Они выходят последними из покоя. Слова более не нужны. То, что было сейчас, – на всю жизнь.

«Теперь, – напоминает себе Симеон, – надо соснуть хотя немного, пока торочат и седлают коней».

Завтра ввечеру ему надлежит быть во Владимире.

Глава 23

В молодечной пахнет редькой, потом здоровых мужских тел, сыромятью и тем особым, чуть кисловатым запахом начищенного железа, который присутствует всюду, где хранят оружие.

Бряцая саблями и громко топоча, вваливает сменная сторожа, шумно составляют в угол короткие копья, стягивая через голову перевязи, кидают сабли прямо на долгий стол, валятся на лавки, кто-то тут же, напустив смраду на всю молодечную, стаскивает с ног сопревшие сапоги. Звучат ругань и смех, старшой громко выкликает очередных в ночной дозор, надрываясь, орет:

– Филимон! Филимон! Филька, черт паршивый!

По-за столами трясут и будят, натирая уши, заспавшего ратника, пинают в спину, насаживая на уши шелом с криво вдетым в него подшлемником.

– Чаво? Чаво ето? – моргает, не в силах прочнуться, ратник и вертит головою под дружный гогот товарищей.

В углу палаты не прекращается игра в зернь, и старшой недовольно воротит нос. Запретить бы, да чем тогда займешь молодцов? И так истомились без дела! Хошь посылай с хвостовскими драться! Прижали наших совсем… Он бурчит нечленораздельное, и ратники, поглядывая на норовистого старшого, грудятся кучею, спинами загораживая игроков.

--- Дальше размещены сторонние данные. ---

PR #5, opened 2020-04-10
 only print ptxas messages for CMAKE_VERBOSE

gregrodgers:
Jon, I am creating a pr that will cleanup all the useless ptxas messages unless you turn on CMAKE_VERBOSE.   This is fairly simple so can you get this upstream?   Thanks.

### DIFF
--- a/openmp/libomptarget/deviceRTLs/nvptx/CMakeLists.txt
+++ b/openmp/libomptarget/deviceRTLs/nvptx/CMakeLists.txt
@@ -86,7 +86,11 @@ if(LIBOMPTARGET_DEP_CUDA_FOUND)
   set(LIBOMPTARGET_NVPTX_DEBUG FALSE CACHE BOOL
     "Activate NVPTX device RTL debug messages.")
   if(${LIBOMPTARGET_NVPTX_DEBUG})
-    set(CUDA_DEBUG -DOMPTARGET_NVPTX_DEBUG=-1 -g --ptxas-options=-v)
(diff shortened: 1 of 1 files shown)


JonChesterfield:
I'll take a look when I get back from leave. It looks like that option makes the debug nvptx build noisy, but that's presumably what the nvptx devs wanted.

gregrodgers:
This is not part of the debug build.  The release build gets these messages and if you have cuda installed, the default aomp build will build the nvptx deviceRTLs.    I am trying to cleanup the build logs to make them more meaningful.  This patch allows developers to turn them back on with verbose cmake.   Please squash and merge this.    Thank you.

JonChesterfield:
By debug build I mean with LIBOMPTARGET_NVPTX_DEBUG set. I think the verbose option is responsible for about 600 lines of noise in the build output. Raised https://reviews.llvm.org/D78334

That patch doesn't include the conditional branch on CMAKE_VERBOSE in the hope that it, or an equivalent, won't be deemed necessary. Grep suggests CMAKE_VERBOSE isn't used for anything in llvm yet and I'd like to avoid that discussion.

gregrodgers:
I am going to put this into another commit. I recommend that the phab review https://reviews.llvm.org/D78334  should be changed to print ptx when CMAKE_VERBOSE is on.

JonChesterfield:
Forgot about this. George wanted a cmake flag to control it. I don't know how to add such and haven't done the stack overflow digging to find out.

PR #6, opened 2020-04-10
use -std=c++14 for both nvcc and clang compiles of nvptx deviceRTL

gregrodgers:
This removes lots of warnings about templates .  We also use c++14 when compiling with clang for amdgcn so we should do the same with nvptx.


gregrodgers:
We can drip this pr.  c++14 added to compiler options upstream.

PR #7, opened 2020-04-10
fix problem where atomicAdd of 0 for long long creates atom.or.b64 wh…

gregrodgers:
John, this is a bit of a hack but it gets my k4000 (sm_30) working.  The #if defined .. changes nothing for amdgcn and any cuda_arch >= 35.  This results in the generation of a ptx atom.or.b64.   With cuda_arch<35, the source indirectly adds a zero.  This avoids the generation of atom.or.b64 and the fail I was getting for sm_30 compiles.  We need this or something else that does not fail soon in amd-stg-openmp soon.

### DIFF
--- a/openmp/libomptarget/deviceRTLs/common/state-queue.h
+++ b/openmp/libomptarget/deviceRTLs/common/state-queue.h
@@ -37,7 +37,7 @@ private:
   INLINE static uint32_t ID(uint32_t ticket);
   INLINE bool IsServing(uint32_t slot, uint32_t id);
   INLINE void PushElement(uint32_t slot, ElementType *element);
-  INLINE ElementType *PopElement(uint32_t slot);
+  INLINE ElementType *PopElement(uint32_t slot, uint64_t * zero);
   INLINE void DoneServing(uint32_t slot, uint32_t id);
 
 public:
--- a/openmp/libomptarget/deviceRTLs/common/state-queuei.h
+++ b/openmp/libomptarget/deviceRTLs/common/state-queuei.h
@@ -51,9 +51,16 @@ omptarget_nvptx_Queue<ElementType, SIZE>::PushElement(uint32_t slot,
 
 template <typename ElementType, uint32_t SIZE>
 INLINE ElementType *
-omptarget_nvptx_Queue<ElementType, SIZE>::PopElement(uint32_t slot) {
+omptarget_nvptx_Queue<ElementType, SIZE>::PopElement(uint32_t slot,
+  uint64_t * zero_ptr) {
+#if defined(__AMDGCN__) || ( defined(__CUDA_ARCH__) && __CUDA_ARCH__ >= 350 )
   return (ElementType *)__kmpc_atomic_add(
       (unsigned long long *)&elementQueue[slot], (unsigned long long)0);
+#else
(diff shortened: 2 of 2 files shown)


JonChesterfield:
This isn't very pretty. It only works because nvcc does such a poor job of inlining that it doesn't notice the indirection. Changing the interface to work around old hardware isn't ideal either.

Can we isolate it more aggressively? Introduce a function in the source marked noinline that does the pass in zero trickery, all hidden behind the ifdef?

I still think the better answer is to move you to a newer nvptx card. March 2013 was a long time ago, and I'm not confident this will be the last of the bugs we hit on it.

JonChesterfield:
For example, does implementing this as the following also work for you:
```
#if defined(__CUDA_ARCH__) && __CUDA_ARCH__ < 350
static uint64_t __kmpc_atomic_add_zero(uint64_t *address)
{
  // atomic add of constant zero creates invalid atom.or.b64 for old cuda_archs with
  // some cuda toolchains, but those same toolchains also miss the interprocedural
  // optimisation which would undo this indirection
  uint64_t zero = 0;
  return __kmpc_atomic_add(address, &zero);
}
#endif 

#if defined(__AMDGCN__) || ( defined(__CUDA_ARCH__) && __CUDA_ARCH__ >= 350 )
  return (ElementType *)__kmpc_atomic_add(
      (unsigned long long *)&elementQueue[slot], (unsigned long long)0);
#else
  return (ElementType *)__kmpc_atomic_add_zero(
      (unsigned long long *)&elementQueue[slot]);
#endif
```

gregrodgers:
I did find another atomicAdd of a 64 bit zero in another test case. I wish I could figure out how to turn this off in the ptx generation.

JonChesterfield:
Doesn't make the patch much nicer but we could check for the zero at runtime and dispatch through an intermediate function. Or, probably better, just use inline asm for __kmpc_atomic_add. This can't go upstream anyway - the last patch that wanted to work around deficiencies in the cuda toolchain ultimately failed, and sm_30 is too slow to be of interest in production.

gregrodgers:
I am going to delete this pr.  I have a cleaner hack.

diff --git a/openmp/libomptarget/deviceRTLs/common/target_atomic.h b/openmp/libomptarget/deviceRTLs/common/target_atomic.h
index 3c905d3..9dc3211 100644
--- a/openmp/libomptarget/deviceRTLs/common/target_atomic.h
+++ b/openmp/libomptarget/deviceRTLs/common/target_atomic.h
@@ -16,7 +16,14 @@
 #include "target_impl.h"

 template <typename T> INLINE T __kmpc_atomic_add(T *address, T val) {
+#if defined(__AMDGCN__) || ( defined(__CUDA_ARCH__) && __CUDA_ARCH__ >= 320 ) || !defined(__clang__)
   return atomicAdd(address, val);
+#else
+  //  Hack for k4000 without a working  64bit atomic add
+  uint newval = (uint) val;
+  uint* uintaddr = (uint *) address; // take little end for 32 bit atomic op
+  return (T) atomicAdd(uintaddr, newval);
+#endif
 }

 template <typename T> INLINE T __kmpc_atomic_inc(T *address, T val) {

PR #9, opened 2020-04-11
Inform user if global symbol not found when loading image

ronlieb:


ronlieb:
this is motiviated by simple cases where a static global inside a declare target does not resolve.
about to push in the test case  test/smoke/targ_static

PR #11, opened 2020-04-16
Pr for jon sm 30

gregrodgers:
This is another hack but better than the last.   Lets discuss.


gregrodgers:
This was another mistake against the wrong branch

PR #13, opened 2020-04-18
Fixes for make check-all as encountered in testing for amd-stg-open

ronlieb:
All of these changes were tested against a clean build and full battery
of tests.   smoke, examples, spec, openmpapps, nekbone, sollve

### DIFF
--- a/clang/lib/Basic/TargetInfo.cpp
+++ b/clang/lib/Basic/TargetInfo.cpp
@@ -33,9 +33,9 @@ TargetInfo::TargetInfo(const llvm::Triple &T) : TargetOpts(), Triple(T) {
   TLSSupported = true;
   VLASupported = true;
   NoAsmVariants = false;
-  HasLegalHalfType = true;
+  HasLegalHalfType = false;
   HasFloat128 = false;
-  HasFloat16 = true;
+  HasFloat16 = false;
   PointerWidth = PointerAlign = 32;
   BoolWidth = BoolAlign = 8;
   IntWidth = IntAlign = 32;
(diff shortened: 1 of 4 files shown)


JonChesterfield:
I can't tell which branch this is against. amd-stg or amd-stg-openmp?

The changes to float16 and TLSSupported are worrying - are these things that are enabled but broken in the amd-stg branch? What's the corresponding upstream code?

Amdgcn macro renaming is uncontentious, though it's weird that the branch doesn't match trunk there.

ronlieb:
This is against amd-stg-openmp , its the set of changes that I had to make to the 1st patch that was pushed to gerrit to keep the lit failures from changing. It also includes the changes I needed to make to a 2nd patch that has not been pushed to gerrit yet.

all of these changes before fixing them, introduced lit failures when applied to amd-stg-open.  I needed to verify that the fixes needed in amd-stg-open would not break if applied later to amd-stg-openmp , which then meant I could just push them in since I had verified them via build/test, so I am doing so.

JonChesterfield:
I remain confused. Does amd-stg pass make check? I can't think of a reason why the openmp branch would want to claim TLS works, or float16 doesn't. VLA is borderline as we might be using them and depending on an optimisation to remove them before codegen

ronlieb:
with these same changes applied to patch 1 on gerrit, and patch 2 pending for gerrit. make check-all passes (3 lit failures from before our patches are still present)  

The TLA and FLOAT changes were stuff we injected into aomp about a year ago to fix problems at the time and are not needed any more (in my opinion). I think upstream fixed the issues differently.

JonChesterfield:
I guess we're going to have a long list of local patches that need to be painstakingly checked against upstream and the amd-stg branch.

So right now, amd-stg-openmp passes our tests, but we need these patches as part of trying to keep amd-stg also passing some tests while merging in some of our code?

Might need to discuss this on on Skype next week. I don't think I follow the goal here. Making changes that look wrong in order to balance out other local changes doesn't seem viable.

JonChesterfield:
Related - when trunk and amd-stg differ on code that interacts with openmp, which one do we intend to follow? That seems a different question to whether we periodically rebase on trunk or on amd-stg

PR #14, opened 2020-04-20
Let InitTempAlloca accept addrspace cast allocas

JonChesterfield:
remove if(amd) workarounds from codegen

InitTempAlloca does the right thing for allocas in non-default address spaces, it just has too aggressive a precondition. Intend to propose this as a patch against trunk shortly.


JonChesterfield:
Proposed D78495 to remove the patch against clang

PR #17, opened 2020-04-20
Slightly simplify diff against trunk

JonChesterfield:
I'm intending to write 'new CGOpenMPRuntimeAMDGCN' in place of 'new CGOpenMPRuntimeNVPTX' in the near future, and this patch will help me keep the diff against trunk clearer.

### DIFF
--- a/clang/lib/CodeGen/CodeGenModule.cpp
+++ b/clang/lib/CodeGen/CodeGenModule.cpp
@@ -210,9 +210,13 @@ void CodeGenModule::createOpenMPRuntime() {
   switch (getTriple().getArch()) {
   case llvm::Triple::nvptx:
   case llvm::Triple::nvptx64:
-  case llvm::Triple::amdgcn:
     assert(getLangOpts().OpenMPIsDevice &&
            "OpenMP NVPTX is only prepared to deal with device code.");
+    OpenMPRuntime.reset(new CGOpenMPRuntimeNVPTX(*this));
+    break;
+  case llvm::Triple::amdgcn:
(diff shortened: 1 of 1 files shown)


clang/lib/CodeGen/CodeGenModule.cpp
```diff
@@ -210,6 +210,10 @@ void CodeGenModule::createOpenMPRuntime() {
   switch (getTriple().getArch()) {
   case llvm::Triple::nvptx:
   case llvm::Triple::nvptx64:
+    assert(getLangOpts().OpenMPIsDevice &&
+           "OpenMP NVPTX is only prepared to deal with device code.");
+    OpenMPRuntime.reset(new CGOpenMPRuntimeNVPTX(*this));
+    break;
   case llvm::Triple::amdgcn:
     assert(getLangOpts().OpenMPIsDevice &&
            "OpenMP NVPTX is only prepared to deal with device code.");
```
ronlieb, line 219: should this line say AMDGCN instead of NVPTX ?

JonChesterfield: I was thinking of changing both at the same time, once said class exists. Doesn't make much odds though - I'll change this diff up front

ronlieb:
Lgtm

clang/lib/CodeGen/CodeGenModule.cpp
JonChesterfield: Done, though github is only showing the change if I click through to the commit

PR #18, opened 2020-04-20
Remove hip_host_runtime_api.h

ronlieb:
Removes 3100+ lines of difference relative to trunk llvm
builds, passes lotso tests


ronlieb:
This patch DOES remove the file completely.

look closely at:

 3,033 clang/lib/Headers/hip/hip_host_runtime_api.h

PR #20, opened 2020-04-21
Remove dead files

JonChesterfield:
These are not present in head of amd-stg-open, and llvm builds and passes our tests with them removed. Transforms removed were under HC.


JonChesterfield:
They are not present in llvm trunk, I haven't checked whether they were transiently upstream.

PR #562, opened 2022-01-23
Empty contract

andrei-marinica:
In order to have a truly empty contract template.


dorin-iancu (changes requested):
Since we're moving away from mandos to the Rust testing framework, I think it would be best to have a minimal setup of it instead of a mandos test.

Also add it to sizes report maybe?

dorin-iancu (approved):

PR #577, opened 2022-02-01
[TEST] Test `wasm-opt` using erdpy from the development branch

claudiu725:


claudiu725:
Close since the `wasm-opt` dependencies installation is present in `erdpy 1.0.25` which is now released. PR https://github.com/ElrondNetwork/elrond-wasm-rs/pull/582 will handle this now.

PR #594, opened 2022-02-14
Various improvements

dorin-iancu:
- new call_value `payment_as_tuple` method, that returns a tuple instead of constructing an `EsdtTokenPayment` struct
- improve `is_valid_esdt_identifier` implementation
- improve some SC examples to use the newest APIs and less dynamic allocation


elrond-codec/src/impl_for_types/impl_vec.rs
```diff
@@ -1,3 +1,5 @@
+#![allow(clippy::transmute_undefined_repr)]
```
andrei-marinica, line 1: Only add this on the respective methods, not the entire crate, I think the warning can be useful.
I will investigate more if there are better solutions to the layout problem.

andrei-marinica (changes requested):

catalinnnn (approved):

claudiu725 (approved):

Игроки: один – тот, что проигрывает и уже выложил нож в серебре, ордынской работы, – бледен, взъерошен и свиреп; противник, поглядывающий на него с масляным прищуром, трунит над приятелем, хитро и небрежно мечет кости, приговаривая раз за разом: «Полняк!», «Петух!», «С пудом!». Кругом, соболезнуя игрокам, нависают аж над головами играющих, обдавая жаром и вонью раскрытых от волнения ртов, тычут перстами: «Ты, тово, Кирюха, ты, ето, круче клади!» – «И, эх, опять голь!» – «Не! Трека!» – «Един шут…»

Никишка, Мишуков сын, раздувая ноздри, щурясь и поминутно сплевывая сквозь зубы, тоже пристроился на конике, над игроками; разбойным глазом нет-нет и поведет посторонь: как там старшой? Любит, пес, молодых совать в ночную сторожу, стой тамо, пока старики здеся дрыхнут, была нужда! Пока его еще не назвали, и Никишка, одним глазом не отрываясь от игры, гадает: пронесет чи нет?

– Не пихай, шухло!

– Сам-то… Смердья сыть!.

– Эгей, кмети, кто там расшумелси?!

– Мишуков сынок! Монашек!

– Батьку не замай! – уже едва не в драку лезет Никита. Мишук Федоров недавно ушел в монастырь Богоявления. Болтали, с помощью митрополичья наместника, Алексия. К Никите оттого легкая зависть с насмешкою: «монах»! К тому же Никишка требует, чтобы его величали тоже Федоровым, по деду, а не по батьке, и тут подзуживанья идут ежеден.

– Не Мишуков, а Федоров! – кричит Никита.

– Почто бы? – невинно прошает спорщик. – Словно какой боярин великой!

– А пото! Мой деда Переяслав князю Даниле подарил!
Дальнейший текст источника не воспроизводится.